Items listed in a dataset
________________________________________
PR #87279, opened 2021-07-19
Add comments explaining the unix command-line argument support.

sunfishcode:
Following up on #87236, add comments to the unix command-line argument
support explaining that the code doesn't mutate the system-provided
argc/argv, and that this is why the code doesn't need a lock or special
memory ordering.

r? @RalfJung

### DIFF
--- a/library/std/src/sys/unix/args.rs
+++ b/library/std/src/sys/unix/args.rs
@@ -77,10 +77,18 @@ mod imp {
     use crate::ptr;
     use crate::sync::atomic::{AtomicIsize, AtomicPtr, Ordering};
 
+    // The system-provided argc and argv, which we store in static memory
+    // here so that we can defer the work of parsing them until its actually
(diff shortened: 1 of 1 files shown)


sunfishcode:
Responding to the comment in #87236, release/acquire feels like it would obscure the intent here. This code is just deferring parsing for the system argc/argv, which is why relaxed is sufficient, but it's also the reason we don't need a mutex. If someone ever adds Rust code to mutate the argv array, they may need more than just release/acquire on argc/argv; they may need to reintroduce the mutex too. And they may need to think about potential interactions with C code which may also be able to observe the system-provided argv array (eg. if it's also registered in a .init_array function).

RalfJung:
Thanks! @bors r+ rollup

> special memory ordering

I'd say `Relaxed` is the most special memory ordering, but we clearly have different perspectives here. ;)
________________________________________
Return a copy of each line in the records above that has "explaining" in it.

Output of the task:
Add comments explaining the unix command-line argument support.
support explaining that the code doesn't mutate the system-provided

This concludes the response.